12.3 Either party shall have the right to terminate this Agreement forthwith on written notice to the other if such other:
12.3.1 suffers an insolvency type event, including:
(a) passes a resolution or the Court makes an order for its winding up;
(b) has a receiver, administrative receiver or administrator appointed over its undertaking or over any of its assets;
(c) is or becomes insolvent under laws applicable to that party;
(d) takes or suffers any analogous action on account of debt; or
(e) ceases or threatens to cease to carry on business; or
12.3.2 shall have committed a material breach of any of its obligations under the Licence and in the case of a breach capable of remedy shall not have remedied such breach within 30 days of receiving notice from the first mentioned party detailing the breach and requiring its remedy within such 30 day period.
Either party shall notify the other in writing as soon as any event justifying termination under Clause 12.2 occurs.
12.4 Termination of the Licence howsoever arising shall not affect or prejudice the accrued rights of the parties as at termination or the continuation of any provision expressly stated to survive or implicitly surviving termination. Clauses 5, 7, 8, 10 and 11 shall survive the termination of the Licence.
12.5 On termination of this Agreement howsoever arising, each party shall (except as otherwise agreed) promptly deliver up all documentation and other materials in its possession or under its control and belonging to the other party and access to the Software shall be immediately terminated.
13.1 Assignment: The Licence is personal to the Licensee. The Licensee shall not assign, novate, sub-license (other than to Authorised Users), sub-contract or otherwise dispose of the Licence or any part thereof without the prior written consent of the Licensor.
13.2 Waiver: No forbearance, delay or granting of time by either party in or before enforcing these General Terms shall prejudice its rights. No waiver of any right or breach of these General Terms shall be effective unless in writing and signed by the party making the waiver. Any such waiver shall not be construed as a waiver of any other right or breach.

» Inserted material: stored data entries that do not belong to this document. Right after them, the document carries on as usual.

PR #1706, opened 2020-08-24
Paint-on-template changes

dg0yt:
Task: GH-1242

### DIFF
--- a/src/templates/paint_on_template_tool.cpp
+++ b/src/templates/paint_on_template_tool.cpp
@@ -38,6 +38,7 @@
 #include <QPen>
 #include <QPixmap>
 #include <QPoint>
+#include <QPointF>
 #include <QPolygonF>
 #include <QRgb>
 #include <QSettings>
@@ -120,6 +121,34 @@ QIcon makeEraserIcon(int const icon_size)
 	return icon;
 }
 
+QIcon makeBackgroundDrawingIcon(int const icon_size)
+{
+	auto const background = QApplication::palette().color(QPalette::Window);
+	QRectF circle = {
+	    0.1*icon_size,  0.1*icon_size,
+	    0.8*icon_size,  0.8*icon_size
+	};
+	QPointF triangle[] = {
+	    { 0,  0 },
+	    { 0.8*icon_size, 0 },
+	    { 0, 1.4*icon_size },
+	};
+	
+	QPixmap pixmap(icon_size, icon_size);
+	pixmap.fill(Qt::transparent);
+	
+	QPainter p(&pixmap);
+	p.setPen(Qt::darkGreen);
+	p.setBrush(Qt::green);
+	p.drawEllipse(circle);
+	p.setPen(Qt::NoPen);
+	p.setBrush(QColor(isDark(background) ? Qt::lightGray : Qt::darkGray));
+	p.drawPolygon(triangle, std::extent<decltype(triangle)>::value);
+	p.end();
+	
+	return QIcon(pixmap);
+}
+
 }
 
 
@@ -194,6 +223,7 @@ ActionGridBar* PaintOnTemplateTool::makeToolBar()
 		}
 		connect(action, &QAction::triggered, this, [this, color]() {
 			erasing.setFlag(ExplicitErasing, false);
+			background_drawing_action->setEnabled(true);
 			setColor(color);
 		});
 		++count;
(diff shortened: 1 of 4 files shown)


dg0yt:
scribbling-1 
Change button arangement, new button for Gray.

---

scribbling-2 
Multiple blend modes for filling, via press-and-hold on fill mode button.

---

scribbling-3 
Template selection moved to scribble mode button (press-and-hold). Only templates in the current viewport, relative position indicated as icon.

lpechacek:
Thanks, Kai, for reworking my draft. I've got remarks from the field. In the previous days I've spent about 90 hours in the forest, extensively using the scribble mode.

My experience is that the multiply mode (blending) is not that useful. The background mode (`DestinationOver`) is enough. The use case is:  I draw details first (marshes, undergrowth) and then want to cast an area over it. I use the background composition mode. At this point it is good that colors are retained, the details are better visible. Second use case, I want to add a detail to existing drawing (e.g. extend a marsh), then I use the foreground mode. So from my vantage point, these two modes are enough.

It is, however, essential for me, that these two modes can be switched with a single quick tap for the sake of efficiency. So, with KISS principle in mind, I propose having a dedicated button for switching the mode. Thanks!

mlerjen:
Just to make sure... the area (foreground) mode also be available for the eraser.

dg0yt:
> Just to make sure... the area (foreground) mode also be available for the eraser.

Actually the erase is strictly foreground.

dg0yt:
> My experience is that the multiply mode (blending) is not that useful.
> ...
> So from my vantage point, these two modes are enough.

Understood. I would have waited for feedback from the master release, but we can skip this.

> ... I propose having a dedicated button for switching the mode. Thanks!

I see.
We need to find a better icon than in the first attempt, but this is doable.
Do you want to extend the background mode to lines and to eraser as well?

dg0yt:
scribbling

Background mode by distinct button, with new icon. 
Multiply mode removed. 
Pattern fill still available as alternative to solid fill, now orthogonal to foreground/background mode, and in a separate commit.

Still needs to be complemented by style changes to increase template list item size for Android / touch mode (work in progress).

mlerjen:
Does a change regarding "area" and "level" change the setting for all pens plus the eraser or just for the selected pen/eraser?

What happens e.g. if I am working with "blue-area-background" -> switch to eraser  -> switch to blue pen
I would hope for:
blue area background
eraser **area** foreground
blue area **background**

What happens e.g. if I am working with "blue area background" -> switch to red -> line -> foreground -> switch to blue pen.
I would hope for:
blue area background
red line foreground
blue area background

Do you see what I mean? Preserving the settings per pen would allow deviating use of the different pens, while settings per pen-set is only serving uniform use or resulting in a click overkill. (if eg. using red for foreground lines and yellow for background area it would take three clicks each to switch to and back). 

Let's just test it.

dg0yt:
> Does a change regarding "area" and "level" change the setting for all pens plus the eraser or just for the selected pen/eraser? ...

At the moment is the former: a global setting. 

I would love to see the color buttons being transformed to customizable pens (color, line width, area mode), but I do not want to spend too much time on this myself now. That's why I tried to spend some time on making the code more standard, more open to modification.

lpechacek:
> Do you want to extend the background mode to lines and to eraser as well?

Thanks, for incorporating my input! Background mode for lines, yes. For eraser, no.

> I would love to see the color buttons being transformed to customizable pens (color, line width, area mode)…

This idea occurred to me as well. Having buttons for "yellow area filling brush", "sharp green pencil" and the like, would take the tool to a new level. Let's take iterative approach to development, however.

I'll try to test this build soon.

dg0yt:
> Background mode for lines, yes.

Okay, adding this now.

dg0yt:
I refactored the main commit into a number of individual changes. The WIP style change is needed mostly to make menus usable on high-dpi touch devices (Android).

dg0yt:
Moved the style and template list changes to separate PRs.

lpechacek:
Brief feedback on the new UI.

1) Works fine, modulo a few nits. :)
2) The eraser tool uses thicker pen width. In fill area mode, the preview does not honor the higher width. I.e. the erased area is slightly bigger than the white preview indicates.
3) Clicking the eraser tool button for the second time re-selects the previous drawing color. I'd expect that repeated clicks on the button will keep the tool selected.
4) I failed to familiarize myself with the new draft selection dialog. When I long-click the scribble tool button with stylus, the menu appears right below the stylus. As I cannot read it, I instinctively lift the stylus from the display which, however, **immediately selects a template**.
5) I don't understand the icons showing overlap between the draft and viewport. Looks like the more white there is, the more overlap. I'd expect the opposite. The more colored icon, the more overlap.

dg0yt:
Thanks. I already very much split it into three PRs, and made more adjustments.

> Brief feedback on the new UI.
> 
>     1. Works fine, modulo a few nits. :)
> 
>     2. The eraser tool uses thicker pen width. In fill area mode, the preview does not honor the higher width. I.e. the erased area is slightly bigger than the white preview indicates.

I will check this again.

>     3. Clicking the eraser tool button for the second time re-selects the previous drawing color. I'd expect that repeated clicks on the button will keep the tool selected.

I already dropped that commit.

>     4. I failed to familiarize myself with the new draft selection dialog. When I long-click the scribble tool button with stylus, the menu appears right below the stylus. As I cannot read it, I instinctively lift the stylus from the display which, however, **immediately selects a template**.

Maybe it is better with the last style changes (already merged)? I was much more unhappy about the single-item menu and the two more clicks to select a template.

>     5. I don't understand the icons showing overlap between the draft and viewport. Looks like the more white there is, the more overlap. I'd expect the opposite. The more colored icon, the more overlap.

Feel free to experiment with color and pattern. I didn't want to overload the icon, and contrast for outdoor use is another relevant aspect.
This is now separate PR, and the icons are separate commit there.

dg0yt:
> 2\. The eraser tool uses thicker pen width. In fill area mode, the preview does not honor the higher width. I.e. the erased area is slightly bigger than the white preview indicates.

Done.

mlerjen:
A while ago we changed the brown from a lighter to a darker shade... which made it from a "background-color" to a "foreground-color". It is e.g. no longer combinable with red or purple as the colors are to much alike now.
Pondering on this feature (release please😆) I wondered if it would make sense to always apply a lighter  shade of the respective color if applied in area mode.  That way the area color never would dominate the fore-ground drawing.... just a thought.

dg0yt:
Assuming this is approved, at least for making a master release now.

lpechacek:
Ack. Functionality-wise I approve the patch set. I only briefly looked at the code but I doubt there are any serious problems in that area. I'm fine with the merge and sorry for the delays.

13.3 Entire Agreement: The Specific Terms and these General Terms supersede all prior agreements and arrangements of whatever nature and sets out the entire agreement and understanding between the parties relating to the Licence and shall apply in place of, and prevail over, any terms or conditions contained or referred to in correspondence or elsewhere or implied by trade custom or course of dealing and any purported contrary or inconsistent provision is hereby excluded.
13.4 Variation: Any variation to the Specific Terms and these General Terms shall only be effective if in writing and signed by (or by persons duly authorised by) the Licensor and the Licensee.
13.5 No Partnership etc.: Nothing in these General Terms shall create a partnership or joint venture between the parties.